Start of Block

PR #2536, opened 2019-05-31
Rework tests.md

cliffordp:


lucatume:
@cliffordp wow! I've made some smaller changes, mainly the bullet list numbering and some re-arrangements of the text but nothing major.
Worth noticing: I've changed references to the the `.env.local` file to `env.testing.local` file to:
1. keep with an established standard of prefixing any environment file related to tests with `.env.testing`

End of Block
Start of Block

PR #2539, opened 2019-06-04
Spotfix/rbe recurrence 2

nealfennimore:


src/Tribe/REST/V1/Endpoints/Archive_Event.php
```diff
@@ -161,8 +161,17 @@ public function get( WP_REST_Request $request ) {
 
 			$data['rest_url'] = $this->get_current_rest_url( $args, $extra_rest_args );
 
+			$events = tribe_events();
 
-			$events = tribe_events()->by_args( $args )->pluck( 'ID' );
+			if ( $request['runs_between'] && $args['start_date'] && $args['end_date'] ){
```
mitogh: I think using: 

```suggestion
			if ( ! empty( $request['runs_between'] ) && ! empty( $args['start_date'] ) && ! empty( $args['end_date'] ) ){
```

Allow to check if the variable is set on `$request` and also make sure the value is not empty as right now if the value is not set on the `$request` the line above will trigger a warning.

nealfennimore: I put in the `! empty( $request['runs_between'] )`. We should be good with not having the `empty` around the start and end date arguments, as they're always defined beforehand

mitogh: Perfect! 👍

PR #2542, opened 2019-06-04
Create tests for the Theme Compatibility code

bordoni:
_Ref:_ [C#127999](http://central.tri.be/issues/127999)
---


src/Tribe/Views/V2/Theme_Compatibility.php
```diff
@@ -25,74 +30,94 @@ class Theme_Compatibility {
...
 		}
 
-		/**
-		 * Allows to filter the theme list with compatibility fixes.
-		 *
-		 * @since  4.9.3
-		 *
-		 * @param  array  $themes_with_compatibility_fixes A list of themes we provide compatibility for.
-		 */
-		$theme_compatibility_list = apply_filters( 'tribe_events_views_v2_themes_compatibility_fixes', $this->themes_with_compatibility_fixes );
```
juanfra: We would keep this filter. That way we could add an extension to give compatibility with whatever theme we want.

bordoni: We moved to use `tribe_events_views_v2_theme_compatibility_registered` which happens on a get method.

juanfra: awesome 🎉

End of Block

* **Your instructions**:
Pick out all lines from the data above in which the word "cliffordp" appears.

* **Response for this exercise**:
cliffordp:
@cliffordp wow! I've made some smaller changes, mainly the bullet list numbering and some re-arrangements of the text but nothing major.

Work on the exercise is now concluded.